▶ **Activity**
Could you print out every entry, character for character?
━━━ Data to process
PR #5463, opened 2024-10-16
10261 Story: Practitioner Case List -- UX Updates (Show multiple pages in pagination, and fix sort)

Mwindo:
We want the paginator to show more pages (when applicable) for the practitioner case lists. Also, UX discovered an existing bug pertaining to out-of-order docket numbers. This PR addresses these two issues.

### DIFF
--- a/shared/src/business/entities/cases/Case.ts
+++ b/shared/src/business/entities/cases/Case.ts
@@ -232,15 +232,15 @@ export class Case extends JoiValidationEntity {
    */
   static sortByDocketNumber(cases) {
     return cases.sort((a, b) => {
-      return this.docketNumberSort(a.docketNumber, b.docketNumber);
+      return Case.docketNumberSort(a.docketNumber, b.docketNumber);
     });
   }
 
   // This will not take into account [19]95 vs [20]95
   static docketNumberSort(docketNumberA, docketNumberB) {
     return (
-      (this.getSortableDocketNumber(docketNumberA) || 0) -
-      (this.getSortableDocketNumber(docketNumberB) || 0)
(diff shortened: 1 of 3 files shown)


shared/src/business/entities/cases/Case.ts
```diff
@@ -237,17 +237,10 @@ export class Case extends JoiValidationEntity {
...
-    const bSplit = docketNumberB.split('-');
-
-    if (aSplit[1] !== bSplit[1]) {
-      // compare years if they aren't the same;
-      // compare as strings, because they *might* have suffix
-      return aSplit[1].localeCompare(bSplit[1]);
-    } else {
-      // compare index if years are the same, compare as integers
-      return +aSplit[0] - +bSplit[0];
-    }
```
Mwindo, line 250: This leads to [20]95 and [19]95 being indistinguishable. I don't know if there is any value to the string comparison when we already have `getSortableDocketNumber`.

Mwindo: @TomElliottFlexion: Do you see any issue with this change to docketNumberSort? `docketNumberSort` is used directly in `createCourtIssuedOrderPdfFromHtmlInteractor` and `getColdCases`, and indirectly in `getCasesForUserInteractor` and `getPractitionerCasesInteractor` (the code directly related to this story). I don't see any particular reason why these instances would need to use the `.localeCompare` string comparison rather than the `sortableDocketNumber`.

TomElliottFlexion: Not at all! Looks like you just removed redundant code, thank you

TomElliottFlexion (approved):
━━━━━━
▶ **Response to this exercise**
PR #5463, opened 2024-10-16
10261 Story: Practitioner Case List -- UX Updates (Show multiple pages in pagination, and fix sort)

Mwindo:
We want the paginator to show more pages (when applicable) for the practitioner case lists. Also, UX discovered an existing bug pertaining to out-of-order docket numbers. This PR addresses these two issues.

### DIFF
--- a/shared/src/business/entities/cases/Case.ts
+++ b/shared/src/business/entities/cases/Case.ts
@@ -232,15 +232,15 @@ export class Case extends JoiValidationEntity {
    */
   static sortByDocketNumber(cases) {
     return cases.sort((a, b) => {
-      return this.docketNumberSort(a.docketNumber, b.docketNumber);
+      return Case.docketNumberSort(a.docketNumber, b.docketNumber);
     });
   }
 
   // This will not take into account [19]95 vs [20]95
   static docketNumberSort(docketNumberA, docketNumberB) {
     return (
-      (this.getSortableDocketNumber(docketNumberA) || 0) -
-      (this.getSortableDocketNumber(docketNumberB) || 0)
(diff shortened: 1 of 3 files shown)


shared/src/business/entities/cases/Case.ts
```diff
@@ -237,17 +237,10 @@ export class Case extends JoiValidationEntity {
...
-    const bSplit = docketNumberB.split('-');
-
-    if (aSplit[1] !== bSplit[1]) {
-      // compare years if they aren't the same;
-      // compare as strings, because they *might* have suffix
-      return aSplit[1].localeCompare(bSplit[1]);
-    } else {
-      // compare index if years are the same, compare as integers
-      return +aSplit[0] - +bSplit[0];
-    }
```
Mwindo, line 250: This leads to [20]95 and [19]95 being indistinguishable. I don't know if there is any value to the string comparison when we already have `getSortableDocketNumber`.

Mwindo: @TomElliottFlexion: Do you see any issue with this change to docketNumberSort? `docketNumberSort` is used directly in `createCourtIssuedOrderPdfFromHtmlInteractor` and `getColdCases`, and indirectly in `getCasesForUserInteractor` and `getPractitionerCasesInteractor` (the code directly related to this story). I don't see any particular reason why these instances would need to use the `.localeCompare` string comparison rather than the `sortableDocketNumber`.

TomElliottFlexion: Not at all! Looks like you just removed redundant code, thank you

TomElliottFlexion (approved):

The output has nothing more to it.